Immersed: A Brief Introduction (Yet Another Remote Workteams VR Application, and Why High Fidelity Has Their Work Cut Out for Them)

You know, if High Fidelity expects to break into the remote workteams market with their repositioned social VR platform, they are facing a lot of competition. Just today I stumbled over yet another remote workteams VR product on my Twitter stream, called Immersed:

The tagline in the image reads: “Immersed enables you and others to collaborate by immersing you into the same VR workspace!”. (I had to chuckle at the cartoon man on a tropical beach, merrily multitasking away under a palm tree in his VR headset! Who the hell does that?!??)

Here’s a brief promotional video for Immersed:

UPDATE: this blogpost was automatically cross-posted to my Twitter, where a critic immediately responded to this video, saying:

Vaporware, nobody needs that. If people wanted to share a code screen they can do that already, donning a headset and being an avatar brings little value and help to this in my opinion.

And I must say that I can’t argue with that. (Why would anybody want to wear a VR headset all day while writing software code?)

Immersed supports both the Oculus Go and the Oculus Quest (which makes it somewhat different from other competing products which require a PCVR solution, like the Oculus Rift or the HTC Vive):

Here’s their pricing model:

It looks like the company is charging a one-time US$9.99 fee for 2 collaborators, and a US$9.99-per-month fee for up to 7 coworkers.

Here’s a half-hour YouTube video by RaMarcus covering how to set up and use the 14-day free trial of the Elite level of Immersive (including using the product in an interview with the CEO of the company):

So let’s just run down the list of remote teamwork VR applications I have covered so far on this blog (all in varying degrees of market-readiness):

Probably only one or two of these firms are actually making money at this point (Engage seems to be doing well for itself, and Cisco has deep pockets). And that’s just a list of the business-focused platforms. Many other, more general-purpose, social VR platforms on my list of social VR and virtual worlds would also lend themselves quite nicely to corporate use as well.

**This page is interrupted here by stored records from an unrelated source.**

PR #232, opened 2022-11-22
Bugfix/main/8442 fix date filter

jonasraoni:


src/components/Container/StatsEditorialPage.vue
```diff
@@ -86,99 +86,91 @@ export default {
...
 			// are back.
-			let dateRangeFinished = false;
-			let totalsFinished = false;
-			let averagesFinished = false;
 			let dateRangeResponse = [];
 			let totalsResponse = [];
 			let averagesResponse = {};
 
+			let NetworkError = function(response) {
+				this.response = response;
```
NateWr, line 94: Rather than sticking this into the component `data`, can we use a scoped variable so it doesn't effect anything outside of this function?

```js
let response;
let NetworkError = function(r) {
	response = r;
}
```

That way it won't clutter up the component data.

src/components/DateRange/DateRange.vue
```diff
@@ -149,6 +149,10 @@ export default {
 			type: String,
 			required: true
 		},
+		invalidEndDateMaxLabel: {
+			type: String,
+			required: true
+		},
```
NateWr, line 155: It looks like `invalidEndDateMaxLabel` may not be used?

NateWr (changes requested):
Nice use of promises. I hope to refactor away from `$.ajax()` to `fetch()` soon. Just a couple of small comments.

src/components/DateRange/DateRange.vue
jonasraoni: Ah, this is already on the `main` branch:
https://github.com/pkp/ui-library/blob/a47e575b21e53913c1ef1cf07e0445c9c5668a2d/src/components/DateRange/DateRange.vue#L263

An error is generated when the code reaches that point, after the fix it will work fine.

src/components/Container/StatsEditorialPage.vue
jonasraoni: Given the function isn't an arrow function, `this` will be "self-contained", as I'm instantiating it with `new NetworkError` later in the code.
p.s.: The errored response isn't used, but I didn't want to lose information :)

PR #234, opened 2022-12-01
pkp/pkp-lib#8336 Improve editorial decisions UI

NateWr:


src/components/Composer/Composer.vue
```diff
@@ -508,6 +521,24 @@ export default {
 				this.emitChange({bcc: newVal});
 			}
 		},
+		bodyInit() {
+			if (!this.attachers.length) {
+				return {};
+			}
+			let self = this;
+			return {
+				setup: function(editor) {
```
jonasraoni, line 530: If you want to get rid of the `self`, I think it's ok to transform this into an arrow function, then replace `self` by `this`.

src/components/Composer/Composer.vue
```diff
@@ -674,6 +705,20 @@ export default {
...
 		},
 
+		/**
+		 * Get a plain text snippet of an email template's body
+		 */
+		getBodySnippet(str) {
+			const length = 70;
+			let span = document.createElement('span');
+			span.innerHTML = str;
+			const snippet = (span.textContent || span.innerText).trim();
```
jonasraoni, line 715: I think it's ok to leave just `textContent` here. As `innerText` is a kind of limited `textContent`, which will skip non-visible elements 🤔

src/components/Composer/Composer.vue
```diff
@@ -674,6 +705,20 @@ export default {
...
+			if (snippet.length < length - 3) {
+				return snippet;
+			}
+			return snippet.substring(0, 80).trim() + '...';
```
jonasraoni, line 719: Here it shouldn't be `length - 3` instead of `80`?

src/components/ListPanel/submissionFiles/SelectSubmissionFileListItem.vue
```diff
@@ -84,6 +102,19 @@ export default {
...
 		};
 	},
+	computed: {
+		uploadedDetails() {
+			if (this.uploadedBy && this.createdAt) {
+				return this.__('common.uploadedByAndWhen', {
+					name: this.uploadedBy,
+					date: this.createdAt.substring(0, 10)
+				});
+			} else if (this.uploadedBy) {
```
jonasraoni, line 112: You might drop the `else` if you like early returns :)

src/components/Steps/Steps.vue
```diff
@@ -95,6 +107,13 @@ export default {
 		};
 	},
 	computed: {
+		/**
+		 * The steps that have been completed
+		 */
+		completedSteps() {
+			return this.startedSteps.slice(0, this.startedSteps.length - 1);
```
jonasraoni, line 114: Also not important, but you might use `.slice(0, -1)`

jonasraoni (approved):

src/components/Composer/Composer.vue
NateWr: I think you're right, but I vaguely recall running into a problem with that. TinyMCE is funny in places. I'm going to leave this as-is just to save the effort of testing againt, but it's a good idea.

PR #247, opened 2023-01-06
pkp/pkp-lib#8485 Some strings not translated in DOI Management UI

ewhanson:


bozana (commented):
Just one question :-)

src/components/ListPanel/doi/DoiListItem.vue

High Fidelity is going to have to work extra hard to get noticed in an increasingly crowded and competitive marketplace. Let’s hope they have some good marketing people on their team, and a bit of luck on their side. They’re going to need it. This is not like Second Life in 2003, where Philip Rosedale and his team pretty much had the market to themselves. High Fidelity cannot automatically assume that people will flock to them and embrace them; they are going to have to earn corporate customers by making a better, more fully-featured product. They may have found the consumer market hard to break into; they might find the business market even harder still.

UPDATE Aug. 28th: I have been informed that Cisco has pulled the plug on their Cisco Spark project.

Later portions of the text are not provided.